PR #1679, opened 2019-07-12
Test sync feedback in remote scenarios

taratatach:
To make sure we don't have bad interactions between the
synchronization of remote changes and the local watcher, we need to
run the local watcher during our remote scenarios.

This involves running the watcher, sending a magic event after we've
run all scenarios actions to signal the end of the test and using real
inodes to make sure the local watcher does not detect and merge inode
changes on init files during its initial scan.

- [x] PR is not too big

### DIFF
--- a/core/local/chokidar/event_buffer.js
+++ b/core/local/chokidar/event_buffer.js
@@ -71,12 +71,12 @@ class EventBuffer /*:: <EventType> */ {
     }
   }
 
-  flush() /*: void */ {
+  async flush() {
     this.clearTimeout()
     if (this.events.length > 0) {
       const flushedEvents = this.events
       this.events = []
-      this.flushed(flushedEvents)
+      return this.flushed(flushedEvents)
     }
   }
 
--- a/test/scenarios/run.js
+++ b/test/scenarios/run.js
@@ -249,6 +249,7 @@ async function runLocalStopped(scenario, helpers) {
 
 async function runRemote(scenario, helpers) {
   if (scenario.init) {
+    const useRealInodes = true
     let relpathFix = _.identity
     if (process.platform === 'win32') {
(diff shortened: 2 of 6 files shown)


test/scenarios/run.js
```diff
@@ -257,18 +258,21 @@ async function runRemote(scenario, helpers) {
...
 
+  await helpers.local.side.watcher.start()
   await helpers.remote.pullChanges()
   // TODO: Don't sync when scenario doesn't have target FS/trash assertions?
-  for (let i = 0; i < scenario.actions.length + 1; i++) {
-    await helpers.syncAll()
-  }
+  await helpers.syncAll()
+  // Wait for all local events to be dispatched
+  await helpers.local.simulateAtomEvents([])
```
sebn: No guarantee that the magic event is not pushed before the FS ones.

taratatach: All tests are green but since this PR is about tests lying I'll add a wait time before sending the magic event.
500 ms should be enough.

core/local/chokidar/event_buffer.js
```diff
@@ -76,7 +76,7 @@ class EventBuffer /*:: <EventType> */ {
     if (this.events.length > 0) {
       const flushedEvents = this.events
       this.events = []
-      this.flushed(flushedEvents)
+      return this.flushed(flushedEvents)
```
nono: Why the `return` here? I'm surprised because it doesn't match the signature: `flush() /*: void */`

taratatach: I need to be able to wait for the flush to complete in the scenarios runner but the result of `this.flushed()` which is an async function was not returned by `flush()`.
So I decided to return it. It has no effect on the production code but I forgot to update the method's signature.

PR #1682, opened 2019-07-17
core/pouch/migrations: Introduce Pouch migrations

taratatach:
We don't control the Pouch's `_rev` attribute set on each document.
When we move a document, the destination will be a new document  in
Pouch. This means its `_rev` will probably start with 1 (it can be
higher if the path has previously existed but it does not matter
here).

Since our mechanism to determine which changes need to be applied on
which side is based on the `_rev` value (i.e. its short rev or
beginning number to be precise) and the `sides` we maintain, we
cannot keep the existing `sides` value since they will probably not be
correlated with the new `_rev` anymore.
This means we're losing information when doing a move.

This loss prevents us from being able to merge some combinations of
changes.
e.g. With the client stopped:
1. add document to a folder locally
2. move that folder remotely
3. launch client to synchronize changes

The file will be moved as a child of the moved directory and its
`sides` attribute will contain `{ remote: 1 }` (i.e. we're losing the
local addition information).
In this situation, we're not able to move the file since it doesn't
exist remotely and we don't have any remote id for it and we won't try
to upload it to the Cozy since we see a remotely created file.

By maintaining our own `rev` attribute, we're able to keep a
correlation between the `rev` and the `sides` values even when moving
a document.
In our previous example, we'll be easily able to mark the file as created
locally in the new directory.

We decided to add this `rev` attribute inside the `sides` attribute
since they work together.
The `MetadataSidesInfos` type looks like this now:
```
{
  rev: number,
  local?: number,
  remote?: number
}
```

Our faked docs coherence was also improved by:
- Improving Metdata builder's `upToDate()` method to take into account
  existing sides (i.e. if doc is based on another one)
- Using builder's helper methods to set sides whenever possible
- Avoiding faking movements when possible (to avoid unnecessary side
  effects when running the move method we're testing)

- [ ] PR is not too big


core/pouch/index.js
```diff
@@ -112,6 +141,16 @@ class Pouch {
     })
   }
 
+  async runMigrations() {
+    log.debug('Running migrations...')
+    for (const migration of migrations) {
+      const result = await migrate(migration, this)
+      const { errors, msg } = migrationLog(migration, result)
+      log.debug({ errors }, msg)
```
nono: Only a debug log if the migration has some errors?

core/pouch/index.js
```diff
@@ -12,19 +12,48 @@ const _ = require('lodash')
...
 })
 
+/** Represents an Error as returned by Pouch when saving a document
+ *
+ * Some errors will not be returned as such since they're treated differently by
+ * Pouch itself.
+ * Examples include:
+ * - 'bad_format', thrown when a doc's _rev attribute's format is bad
+ */
+class PouchError extends Error {
```
nono: [nit] I'd have put `PouchError` in its own file

core/pouch/migrations.js
```diff
@@ -0,0 +1,150 @@
...
+  _id: SCHEMA_DOC_ID,
+  version: SCHEMA_INITIAL_VERSION
+}
+const MIGRATION_RESULT_NOOP = 'MigrationNoop'
+const MIGRATION_RESULT_COMPLETE = 'MigrationComplete'
+const MIGRATION_RESULT_FAILED = 'MigrationFailed'
+
+const migrations /*: Migration[] */ = []
+
+function MIGRATION_NOOP() {
```
nono: I'm not sure it is very idiomatic to call a function with a name all in upper case

core/pouch/migrations.js
```diff
@@ -0,0 +1,150 @@
...
+    }
+    return result
+  }
+}
+
+async function save(
+  docs /*: Metadata[] */,
+  pouch /*: Pouch */
+) /*: Promise<MigrationResult> */ {
+  const migrationResult /* MigrationResult */ = new MIGRATION_NOOP()
```
nono: It feels weird to use `new` with something declared as a function, and not as a class

core/pouch/index.js
taratatach: I'd like to know when migrations are run and their result (noop, failed, complete).
In case there aren't any errors, it will print only one line per migration. This seems small enough to me.

nono: I'm OK with that. My point is that if there is an error, shouldn't we do something like alerting the user or sending the error to sentry?

core/pouch/migrations.js
taratatach: It's idiomatic javascript though. I'm only using classes for very large classes or when Flow doesn't let me use a function as a type.

taratatach: Sorry I misunderstood your question. I've renamed the function to `migrationNoop` and will use it as a simple function.

core/pouch/index.js
taratatach: Errors will be logged but we should probably send them to Sentry indeed.

core/pouch/migrations.js
```diff
@@ -0,0 +1,244 @@
...
+  const date = new Date()
+  const dateString = `${date.getFullYear()}-${date.getMonth() +
+    1}-${date.getDate()}`
+  const originalDBInfo = await originalDB.info()
+  return `${originalDBInfo.db_name}-migration-${dateString}`
+}
+
+async function replicateDB(fromDB /*: PouchDB */, toDB /*: PouchDB */) {
+  return new Promise(async (resolve, reject) => {
+    fromDB.replicate
```
nono: `replicate` doesn't delete the documents in `toDB` that are not in `fromDB`. I think it may cause some issues for migrations that change the `_id` of documents. For example, we may want to play a migration to add a `/` at the start of the `_id` of each doc to fix the issue for files starting with an underscore.

taratatach: There shouldn't be any issues here.
When we create the migration DB, `toDB` is empty.
When we replace the user's DB with the content of the migration DB, we have previously reset the user's DB so `toDB` is empty in this situation as well.

nono: It's probably my mistake, but I don't see where the user's DB is reset

taratatach: It's done in the `migrate` method: https://github.com/cozy-labs/cozy-desktop/pull/1682/files/c5b3d72078270f2201bdf986c5a3da278005c30d#diff-71833bc7fc5def55987ed47e8e557c16R98

PR #1684, opened 2019-07-26
core/local/chokidar/prepare_events: Manage HFS+ re-encoding

taratatach:
When applying remote changes on the local filesystem for paths
containing utf8 characters, the encoding can be automatically and
silently modified by the filesystem itself.
For example, HFS+ volumes will normalize UTF-8 characters using NFD
(c.f. https://en.wikipedia.org/wiki/Unicode_equivalence#Normalization).

When this happens, the local watcher will fire events for paths which
aren't exactly equal to the ones that were merged from the remote
changes, leading to the detection of a `move` which will then be
synchronized with the remote and so on.

To avoid those "leaks" which can create conflicts or at least
extraneous changes on existing documents, we can normalize on the fly
both the stored path and the event's path using NFC so we won't detect
movements when only the encoding has changed.
Also, this means that future paths will always be stored using NFC
encoding while ids will still use NFD.

All other modifications will be merged and synchronized.

- [x] PR is not too big


test/scenarios/create_dir_with_utf8_character/local/darwin_hfs+.json
```diff
@@ -0,0 +1,12 @@
+[
+  {
+    "type": "addDir",
+    "path": "Partages reçus",
```
taratatach: FYI, this path is encoded using NFD while the path for APFS is encoded using NFC.

test/scenarios/create_dir_with_utf8_character/remote/changes.json
```diff
@@ -0,0 +1,13 @@
+[
+  {
+    "_id": "5a4845b78561d1c5970243cbe40012a5",
+    "_rev": "1-58193d0119d3f773f8982101206b5dc6",
+    "created_at": "2019-07-26T14:04:13.704599113Z",
+    "dir_id": "io.cozy.files.root-dir",
+    "name": "Partages reçus",
+    "path": "/Partages reçus",
```
taratatach: The name and path are encoded using NFC as this seems to be the encoding used in SWIFT.

test/scenarios/create_dir_with_utf8_character/scenario.js
```diff
@@ -0,0 +1,13 @@
+/* @flow */
+
+/*:: import type { Scenario } from '..' */
+
+//const save = 'Partages reçus/'
+
+module.exports = ({
+  actions: [{ type: 'mkdir', path: 'Partages reçus' }],
```
taratatach: Encoded with NFC.

test/scenarios/create_dir_with_utf8_character/scenario.js
```diff
@@ -0,0 +1,13 @@
...
+  expected: {
+    tree: ['Partages reçus/'],
```
taratatach: Encoded with NFC but local expectations will be normalized using NFD when tests are run on a HFS+ volume (see https://github.com/cozy-labs/cozy-desktop/pull/1684/files#diff-e535224c0b54370fef0dc6d963d6c27aR304)

taratatach:
I added the documentation inside the code using JSDoc.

______________________________

Exercise objective ::
Show the lines above that have the word "reçus".

Solution below ::
+    "name": "Partages reçus",
+    "path": "/Partages reçus",
+  actions: [{ type: 'mkdir', path: 'Partages reçus' }],
+    tree: ['Partages reçus/'],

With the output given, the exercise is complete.